The prices of aluminum, copper, grains, and other commodities were up in recent action, extending a recent bull run that has raised concerns of inflation among some investors. Oil futures were up $1.28 to $71.29 a barrel in New York following the release of government data showing a bigger drawdown in U.S. stockpiles of crude last week than analysts expected.

For stocks, the Dow's annual break-even level of 8776.39 won't likely stand much longer, especially in light of the market's momentum since early spring and the year-to-date gains that other indexes have already managed to post, said technical analyst Phil Roth, of Miller Tabak & Co.

His current target range for the blue-chip average is 9000 to 9100. But even if the market reaches those levels, which would represent a gain of up to 39% from the Dow's March lows, Roth would still not consider the long-running bear market to be over.

"We still won't really know for sure until we go through another corrective phase," he said. "We have to see what that will look like in this market to get confirmation," that there are enough investors out there with strong conviction that an economic rebound is coming.

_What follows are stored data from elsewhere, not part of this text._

PR #10757, opened 2026-04-13
[Fix][Zeta] Clean failed pipeline metrics without full-map cleanup scan

davidzollo:
## What problem does this PR solve?

The current Zeta metrics flow already stores running job metrics in partitioned Hazelcast `IMap` buckets, but there were still two cleanup gaps around failed pipelines.

1. `FAILED` pipelines did not enter the existing metrics cleanup lifecycle.
2. The cleanup path still scanned the full distributed metrics map before removing entries, which reintroduced the same kind of full-map fetch pressure that partitioned storage was supposed to avoid.

At runtime the cleanup chain is:

```text
SubPlan.subPlanDone()
  -> JobMaster.removeMetricsContext(...)
  -> JobMaster.enqueuePipelineCleanupIfNeeded(...)
  -> CoordinatorService.runPendingPipelineCleanupOnce()
  -> SeaTunnelServer.removeMetrics(...)
```

Before this PR:

- `FINISHED` and `CANCELED` pipelines could enter cleanup, but `FAILED` pipelines could not.
- `SeaTunnelServer.removeMetrics(...)` still iterated the whole metrics `IMap`, collected tasks to remove, and then performed a second-phase delete.

That left two concrete risks:

- failed pipeline metrics could leak in the cluster longer than intended
- cleanup itself could still perform a full-map scan and leave a race window between "find" and "delete"

This PR also keeps the two small follow-up refinements already discussed in the previous version:

- move the metrics partition hash rule into a shared common utility
- improve the `job-metrics-partition-count` validation message readability

### 1. Include `FAILED` in the existing cleanup lifecycle

This PR extends the existing cleanup predicates so failed pipelines go through the same cleanup lifecycle already used by finished and canceled pipelines:

- `JobMaster.enqueuePipelineCleanupIfNeeded(...)`
- `JobMaster.removeMetricsContext(...)`
- `CoordinatorService.shouldCleanup(...)`

This keeps the change minimal: no new protocol, no new storage structure, and no behavior change for already-cleaned end states.

### 2. Avoid full-map fetch during distributed metrics cleanup

`SeaTunnelServer.removeMetrics(...)` now cleans metrics bucket by bucket with `IMap.compute(...)` instead of:

1. scanning the full distributed metrics map
2. collecting matching task locations
3. removing them in a second pass

That change keeps cleanup aligned with the partitioned storage design:

- no full-map fetch during cleanup
- removal stays atomic within each metrics bucket
- no separate "collect then delete" race window

[...]

PR #11495, opened 2026-07-19
[Fix][Zeta] Reset metrics after pipeline recovery

### LINKED ISSUE #11472: [Bug] [Zeta] Finished job metrics are inaccurate after worker failover
### Search before asking

- [x] I had searched in the [issues](https://github.com/apache/seatunnel/issues?q=is%3Aissue) and found no similar issues.

### What happened

After a Zeta worker failover, a batch job can finish successfully and the target data can be correct, but the final job metrics returned by REST `/job-info/{jobId}` are inconsistent with the actual bounded input and target table.

I reproduced this with a deterministic Kafka topic containing exactly `200000` JSON records with `id = 1..200000`, then ran a Zeta batch job:

```text
Kafka source -> JDBC MySQL sink
```

The sink table has `id` as primary key and uses `insert ignore` so retries are idempotent. This lets us validate data loss by checking count/distinct/min/max/gaps.

No-failover baseline:

```text
jobStatus = FINISHED
SourceReceivedCount = 200000
SinkWriteCount = 200000
SinkCommittedCount = 200000
IntermediateQueueSize = 0

MySQL:
count = 200000
distinct_ids = 200000
min_id = 1
max_id = 200000
missing_in_range = 0
```

Worker failover run 1:

```text
jobStatus = FINISHED
errorMsg = null
SourceReceivedCount = 303148
SinkWriteCount = 299048
SinkCommittedCount = 200000
IntermediateQueueSize = 4098

MySQL:
count = 200000
distinct_ids = 200000
min_id = 1
max_id = 200000
missing_in_range = 0
```

Worker failover run 2:

```text
jobStatus = FINISHED
errorMsg = null
SourceReceivedCount = 239640
SinkWriteCount = 238024
SinkCommittedCount = 200000
IntermediateQueueSize = 1616

MySQL:
count = 200000
distinct_ids = 200000
min_id = 1
max_id = 200000
missing_in_range = 0
```

So the data result is correct after failover, but `SourceReceivedCount`, `SinkWriteCount`, and `IntermediateQueueSize` in the finished job metrics appear to include records from canceled/retried task attempts, or are not reset/reconciled when the replacement attempt finishes.

This makes finished job metrics misleading for reliability validation and monitoring. In particular, `IntermediateQueueSize` should not remain non-zero after a batch job is `FINISHED`.

### SeaTunnel Version

`3.0.0-SNAPSHOT`, tested on Zeta engine build commit `46d2f39`.

### SeaTunnel Config

The source Kafka topic was pre-populated with exactly `200000` JSON records:

```json
{"id":1,"name":"n1","age":21}
...
{"id":200000,"name":"n200000","age":20}
```

Kafka offsets and visible records were both verified as `200000`.

Job config:

```hocon
env {
  job.name = "zeta-kafka-deterministic-workerfail-200k"
  job.mode = "BATCH"
  parallelism = 2
  checkpoint.interval = 10000
  checkpoint.timeout = 60000
}

source {
  Kafka {
    plugin_output = "kafka_rows"
    schema = {
      fields {
        id = "int"
        name = "string"
        age = "int"
      }
      primaryKey {
        name = "pk"
        columnNames = [id]
      }
    }
    format = json
    topic = "zeta_kafka_deterministic_200k"
    bootstrap.servers = "kafka:9092"
    start_mode = "earliest"
    consumer.group = "zeta-kafka-deterministic-workerfail-200k"
    kafka.config = {
      client.id = "zeta-kafka-deterministic-workerfail-200k"
      max.poll.records = 500
      enable.auto.commit = "false"
    }
  }
}

sink {
  jdbc {
    plugin_input = "kafka_rows"
    url = "jdbc:mysql://mysql:3306/zeta_test"
    user = "zeta"
    password = "******"
    query = "insert ignore into zeta_kafka_det_workerfail_200k(id,name,age) values(?,?,?)"
  }
}
```

Failover action:

```shell
systemctl stop seatunnel-worker
# wait until the batch job finishes
systemctl start seatunnel-worker
```

### Running Command

Submitted through Zeta REST API:

```shell
curl -H 'Content-Type: text/plain' \
  --data-binary @job.conf \
  'http://<zeta-master>:8080/submit-job?format=hocon'
```

Metrics checked through:

```shell
curl 'http://<zeta-master>:8080/job-info/<jobId>'
```

### Error Exception

No exception is thrown. The job status is `FINISHED` and target data is correct.

The problem is inaccurate finished job metrics after worker failover:

```json
{
  "jobStatus": "FINISHED",
  "errorMsg": null,
  "metrics": {
    "SourceReceivedCount": "303148",
    "SinkWriteCount": "299048",
    "SinkCommittedCount": "200000",
    "IntermediateQueueSize": "4098"
  }
}
```

Zeta engine, 3 masters and 2 workers. Each worker has 8 fixed slots.

### Java or Scala Version

Java 11.

### Screenshots

N/A

### Code of Conduct

zhangshenghang:
## What does this PR do?

Resets runtime metric snapshots before a failed Zeta pipeline is restored.

## Why is this change needed?

Pipeline retries reuse stable task locations. Retaining snapshots from the failed attempt caused `SourceReceivedCount`, `SinkWriteCount`, and queue metrics to continue from stale values, so finished-job metrics could include work from canceled attempts after worker failover.

## How was it tested?

- Added `StateTransitionCleanupTest#testPipelineRestoreClearsMetricsFromTheFailedAttempt`.
- `./mvnw -pl seatunnel-engine/seatunnel-engine-server -DskipITs -Dskip.spotless=true -Dtest=StateTransitionCleanupTest test`
- `./mvnw -q -pl seatunnel-engine/seatunnel-engine-server -DskipTests verify`

Closes #11472.


DanielLeens (commented):

1. **Blocker 1** — Metrics cleanup now runs before reset/restore and can throw from distributed map operations. In a terminal pipeline state, that makes `prepareRestorePipeline()` return false and skips recovery. Please isolate cleanup failure from the restore path and add a regression where cleanup throws but restore still proceeds.

The current Build is failing; CI remains a separate gate and does not change the source verdict above. The current failed lanes include `Run / Dead links`, `Run / unit-test (11, ubuntu-latest)`, `Run / jdbc-connectors-it-part-2 (8, ubuntu-latest)`, `Run / jdbc-connectors-it-part-1 (11, ubuntu-latest)`, and 19 more failed lanes. The shared dead-link failure has a fix in #11502, but that fix has not merged into `dev` yet; syncing the current `dev` alone will not clear that lane today. After #11502 lands, please sync/retrigger and then diagnose only any lanes that still fail.

seatunnel-engine/seatunnel-engine-server/src/test/java/org/apache/seatunnel/engine/server/dag/physical/StateTransitionCleanupTest.java
```diff
@@ -97,6 +105,57 @@ void testPhysicalPlanIgnoresLateTransitionWhenJobStateAlreadyTerminal() throws E
...
+                            runningJobStateTimestamps,
+                            Collections.emptyMap());
+            JobMaster jobMaster = mock(JobMaster.class);
+            CheckpointManager checkpointManager = mock(CheckpointManager.class);
+            PhysicalPlan physicalPlan = mock(PhysicalPlan.class);
+            when(jobMaster.getCheckpointManager()).thenReturn(checkpointManager);
+            when(jobMaster.getPhysicalPlan()).thenReturn(physicalPlan);
+            subPlan.setJobMaster(jobMaster);
+
+            java.lang.reflect.Method restore =
```
nzw921rx, line 148: please use `import java.lang.reflect.Method `

DanielLeens: +1. The current head still uses the fully qualified java.lang.reflect.Method at line 148; a normal import is clearer and keeps the test consistent with the project's import style. This is non-blocking.

DanielLeens:
Thanks for the update. I rechecked the current head `4729fe2ecf3d` against the latest `dev`. This branch is currently `diverged` (`ahead_by=1`, `behind_by=62`), and the current `Build` check is `FAILURE`: https://github.com/apache/seatunnel/runs/88202413330

This follow-up records the current CI/upstream-sync gate only; it should not be read as blaming the PR diff for the stale-head Build failure.

DanielLeens (commented):
Thanks for syncing this branch with the latest `dev` — that resolves the stale-head/CI-staleness gate I flagged in my July 30 follow-up (the branch was `ahead_by=1, behind_by=62` at the time). I re-fetched the current head (`79efa5139eda`) and confirmed the merge commit brings in no functional change of its own: `git diff origin/dev...HEAD --stat` still shows exactly the same three files (`SubPlan.java`, `JobMaster.java`, `StateTransitionCleanupTest.java`, +72/-0) as the `4729fe2ecf3d` head I reviewed on July 20. Doing a full fresh review of this head as required for re-review: **Blocker 1 from my July 20 review is still unresolved in this code** — see Issue 1 below, restated as carried-forward, not new. nzw921rx's July 22 style comment (which I +1'd on July 26) is also still unaddressed — see Issue 2.

`TaskLocation` (job/pipeline/task-group/task/index) is stable across pipeline restore attempts — it does not carry a retry/attempt counter (`seatunnel-engine/seatunnel-engine-server/src/main/java/org/apache/seatunnel/engine/server/execution/TaskLocation.java:34-51`). Workers periodically push metrics snapshots keyed by `TaskLocation` to the master via `ReportMetricsOperation` → `SeaTunnelServer.updateMetrics()` → `HazelcastMetricsSnapshotStateStore.merge()`, which unconditionally overwrites the last snapshot per key. Because the key doesn't change across a restore, once a failed pipeline is restored, the new attempt's tasks reuse the exact same `TaskLocation` keys and would otherwise keep accumulating on top of the failed attempt's last-reported numbers. This PR clears the old pipeline's metric snapshots right before restore so the new attempt starts from a clean slate. The reasoning is sound and matches the codebase's actual metrics model.

# 1. Code Change Review

## 1.1 Core Logic Analysis

**Change**: `SubPlan.prepareRestorePipeline()` (`seatunnel-engine/seatunnel-engine-server/src/main/java/org/apache/seatunnel/engine/server/dag/physical/SubPlan.java:489-524`) now calls a new `JobMaster.clearPipelineMetricsForRestore(pipelineLocation)` (`.../master/JobMaster.java:1201-1210`) immediately before `reset()`:

```java
private boolean prepareRestorePipeline() {
    synchronized (restoreLock) {
        try {
            pipelineRestoreNum.getAndIncrement();
            log.info(...);
            jobMaster.clearPipelineMetricsForRestore(getPipelineLocation());   // line 497, new
            reset();
            ...
            return true;
        } catch (Throwable e) {                                               // line 507
            if (this.currPipelineStatus.isEndState()) {                       // line 508
                return false;                                                  // restore aborted
            }
            ...
            return true;
        }
    }
}
```

`clearPipelineMetricsForRestore()` itself is a thin, **unguarded** delegate:

```java
public void clearPipelineMetricsForRestore(PipelineLocation pipelineLocation) {
    seaTunnelServer.removeMetrics(pipelineLocation);   // JobMaster.java:1210, no try/catch
}
```

`seaTunnelServer.removeMetrics()` → `MetricsSnapshotStateStore.removePipeline()`. The Hazelcast-backed implementation (`.../common/statestore/metrics/hazelcast/HazelcastMetricsSnapshotStateStore.java:115-133`) loops over every partition and issues a blocking `metricsImap.compute(...)` per partition — a real distributed-map RPC that can throw `HazelcastInstanceNotActiveException`, `TargetNotMemberException`, `OperationTimeoutException`, etc. during exactly the kind of cluster instability (worker failover, member departure) this PR's own branch name targets.

**This is the same defect I raised as Blocker 1 on July 20** ("Metrics cleanup now runs before reset/restore and can throw from distributed map operations. In a terminal pipeline state, that makes `prepareRestorePipeline()` return false and skips recovery."). Tracing the full call chain confirms the impact is real and severe: `prepareRestorePipeline()` is invoked from the pipeline state machine at `SubPlan.java:735-740`:

```java
case FAILED:
case CANCELED:
    if (checkNeedRestore(state) && prepareRestorePipeline()) {
        ...
        restorePipeline();
        return;
    }
    subPlanDone(state);   // pipeline treated as permanently done — no more retries
```

If `clearPipelineMetricsForRestore()` throws, `prepareRestorePipeline()` catches it at the `Throwable` level (line 507). At this point `reset()` has not run yet, so `currPipelineStatus` is still the pre-restore terminal value (`FAILED`/`CANCELED`, both `isEndState() == true`), so the method returns `false` even though `checkNeedRestore(state)` already confirmed retries remain (`job.retry.times` budget not exhausted). Control falls through to `subPlanDone(state)`, which marks the pipeline permanently failed. **A transient failure purely in metrics bookkeeping — unrelated to the health of the pipeline or its tasks — silently converts a retryable failure into a permanent one and defeats the configured retry policy**, exactly during the worker-failover scenario this PR is meant to harden.

What makes this doubly clear-cut: the same file already has the correct pattern for this exact call, right above the new method. `JobMaster.removeMetricsContext()` (`JobMaster.java:1186-1198`), which also calls `seaTunnelServer.removeMetrics(pipelineLocation)`, wraps it in `try { ... } catch (Exception e) { LOGGER.severe("failed to remove metrics", e); }`. Its caller, `SubPlan.subPlanDone()` (`SubPlan.java:307-329`), wraps that call in a *second*, outer `try/catch(Throwable e)` that only logs. That is a genuinely different call site (terminal-no-restore path, mutually exclusive with the restore path this PR touches), so there's no redundant double-clear — but it does show the author/codebase already understands "never let a metrics-cleanup failure affect pipeline lifecycle control flow" is a hard rule here. `clearPipelineMetricsForRestore()` simply doesn't follow it.

**Race with in-flight metric updates** (asked to trace specifically): worker-side metric reporting (`TaskExecutionService` → `ReportMetricsOperation` → `SeaTunnelServer.updateMetrics()` → `HazelcastMetricsSnapshotStateStore.merge()`, which does `metricsImap.compute(partition, (k, old) -> old.putAll(newSnapshot))`) runs on an independent periodic schedule, completely uncoordinated with the restore-time clear on the master. A report already in flight when `clearPipelineMetricsForRestore()` runs can land after the clear and repopulate a `TaskLocation` key with the failed attempt's last value. This is a real gap, but it's transient and self-healing: because `merge()` always overwrites by key, the new attempt's very first report for that same `TaskLocation` overwrites the stale value again. I'd rate this Medium, not a blocker — it does not corrupt persisted state and resolves itself within one reporting interval.

**Does resetting metrics hide a real failure signal** (asked to check specifically): no. Pipeline health (`FAILED`/`RUNNING`/etc.) is tracked independently via `runningJobStateIMap` / `currPipelineStatus`, not derived from the metrics snapshot map. Clearing metrics before a restore attempt cannot make a still-broken pipeline "look healthy" — the metrics for the new attempt simply start from zero and grow with the new attempt's real activity. This part of the design is sound.

## 1.2 Compatibility Impact

Fully compatible. `MetricsSnapshotStateStore`, `HazelcastMetricsSnapshotStateStore`, `PipelineLocation`, and the metrics IMap layout are all pre-existing (already in `dev` via #10757 and later commits pulled in by the merge, not introduced by this PR). No API, config, protocol, or serialization format changes.

`removePipeline()` sequentially scans every metrics-IMap partition (not parallelized, unlike `merge()`'s `parallelStream()`). This cost is pre-existing (inherited from `removeMetricsContext`'s implementation, #10757) and not introduced by this PR, but this PR does add a new call site that pays it on every restore attempt (potentially several times per job under `job.retry.times`), in addition to the terminal-state call site. Worth being aware of for jobs with high `job.retry.times` on clusters with large `partitionCount`, but not a blocker.

See Issue 1 (High) below — the core defect of this review.

# 2. Code Quality Assessment

## 2.1 Coding Standards

`clearPipelineMetricsForRestore()` has a clear Javadoc explaining the "why" (task locations are stable across retries). Good. See Issue 2 (Low, carried-forward from nzw921rx/July 22) for the one remaining style nit in the test.

`testPipelineRestoreClearsMetricsFromTheFailedAttempt` (`StateTransitionCleanupTest.java:108-157`) verifies, via a mocked `JobMaster`, that `clearPipelineMetricsForRestore()` is invoked during `prepareRestorePipeline()`. That's useful, but it only covers the happy path. **It does not cover the regression scenario I explicitly asked for on July 20** — "add a regression where cleanup throws but restore still proceeds." As shown in 1.1, that scenario currently fails (restore is aborted, not proceeded), so a correct regression test would presently fail against this code, which is exactly why it's important that it be added together with the fix. The test is otherwise well-constructed (mock-based, no `Thread.sleep`/timing dependence, no shared static state, no ordering dependence) — stability rating: **Stable**, but coverage is insufficient for the change being made.

## 2.3 Documentation Updates

Not applicable — internal engine runtime behavior, no user-facing config/API surface.

# 3. Architectural Soundness

The diagnosis and the choice of clearing metrics at restore time (rather than, say, versioning `TaskLocation`) is the right, minimal fix for the stated problem. However, as implemented it is a **temporary workaround** rather than a precise fix, because it re-adds a known failure mode (unguarded distributed-map call directly gating restore control flow) that the same class already knows how to avoid two methods away.

## 3.2 Maintainability

Good Javadoc, clear naming, small footprint. The one guarding `try/catch` needed for correctness is missing, which is exactly the kind of subtle regression future maintainers touching this method must not reintroduce — worth fixing now rather than relying on a future bug report against `job.retry.times` silently not working during member churn.

## 3.3 Extensibility

No concerns — the change is additive and localized.

No persisted/serialized state (checkpoint, savepoint, protocol) is touched; only in-memory/Hazelcast-runtime metrics state. No upgrade or restore-from-old-checkpoint compatibility impact.

# 4. Issue Summary

| 1 | `clearPipelineMetricsForRestore()` calls `seaTunnelServer.removeMetrics()` with no exception isolation; if the underlying distributed-map operation throws (plausible during worker failover/member churn), `prepareRestorePipeline()` returns `false` and a retryable pipeline failure is silently turned permanent, defeating `job.retry.times`. Carried forward from my July 20 review (Blocker 1), still unresolved in this head. | `seatunnel-engine/seatunnel-engine-server/src/main/java/org/apache/seatunnel/engine/server/master/JobMaster.java:1209-1211` (caller: `SubPlan.java:489-524`, especially lines 497 and 507-508) | High |
| 2 | Fully-qualified `java.lang.reflect.Method` used instead of a normal import in the new test. Style-only, non-blocking. Carried forward from nzw921rx (July 22), which I +1'd on July 26. Still unaddressed in this head. | `seatunnel-engine/seatunnel-engine-server/src/test/java/org/apache/seatunnel/engine/server/dag/physical/StateTransitionCleanupTest.java:148` | Low |
| 3 | New test only covers the happy path; the "cleanup throws but restore still proceeds" regression requested alongside Issue 1's fix is still missing. | `seatunnel-engine/seatunnel-engine-server/src/test/java/org/apache/seatunnel/engine/server/dag/physical/StateTransitionCleanupTest.java:108-157` | Medium |
| 4 | Restore-time metrics clear can race with an in-flight worker `ReportMetricsOperation` for the failed attempt, transiently repopulating a stale snapshot. Self-heals on the new attempt's next report; does not corrupt persisted state or job status. | `seatunnel-engine/seatunnel-engine-server/src/main/java/org/apache/seatunnel/engine/server/common/statestore/metrics/hazelcast/HazelcastMetricsSnapshotStateStore.java:63-95` | Medium |

# 5. Merge Recommendation

   - Issue 1 (High): Wrap `seaTunnelServer.removeMetrics(pipelineLocation)` in `clearPipelineMetricsForRestore()` in a `try/catch` that logs and swallows, matching the existing `removeMetricsContext()` pattern in the very same class, so a metrics-cleanup failure can never abort a legitimate pipeline restore. Option A (preferred, smallest diff): mirror `removeMetricsContext()`'s `try { ... } catch (Exception e) { LOGGER.severe(...); }` directly inside `clearPipelineMetricsForRestore()`. Option B: catch at the `SubPlan.prepareRestorePipeline()` call site around just that one line, if isolating cleanup failures from `reset()`'s own retry-with-exception semantics is preferred to be visible at the call site instead.
   - Issue 3 (Medium, tied to Issue 1): add the regression test I requested on July 20 — mock `seaTunnelServer.removeMetrics()` (or the store it delegates to) to throw, and assert `prepareRestorePipeline()` still returns `true` / restore still proceeds.

   - Issue 2 (Low): switch to a normal `import java.lang.reflect.Method;` in the test.
   - Issue 4 (Medium): no code change requested; flagging for awareness. If a future PR wants to close this gap it would need per-`TaskLocation` staleness tracking (e.g. an attempt/version tag), which is out of scope here.

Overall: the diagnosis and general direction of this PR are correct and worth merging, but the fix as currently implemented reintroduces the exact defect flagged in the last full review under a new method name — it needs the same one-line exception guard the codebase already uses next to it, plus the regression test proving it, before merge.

Treasurys were mixed in recent action ahead of an auction of $19 billion of notes. Worry about rising supply of government debt has contributed to the recent jump in bond yields, which some fear could choke a recovery if it leads to higher consumer interest rates. The yield on 10-year Treasury note climbed to 3.90%

Traders will look to the Federal Reserve's beige book report, due at 2 p.m., for further evidence that the economy is on the mend. "It will be interesting to see if the anecdotal evidence from this Beige Book corroborates the message from other indicators that the rate of decline in the economy has slowed further," said RDQ Economics analysts in a note to clients.

In overseas action, the Nikkei 225 rose 2.1% in Tokyo to end at its highest level since Oct. 7. The FTSE 100 was up 1.2%.

The dollar strengthened against major rivals. One euro cost $1.40, down from $1.4079 late Tuesday. One dollar fetched 98.05 Japanese yen, up from 97.37 yen.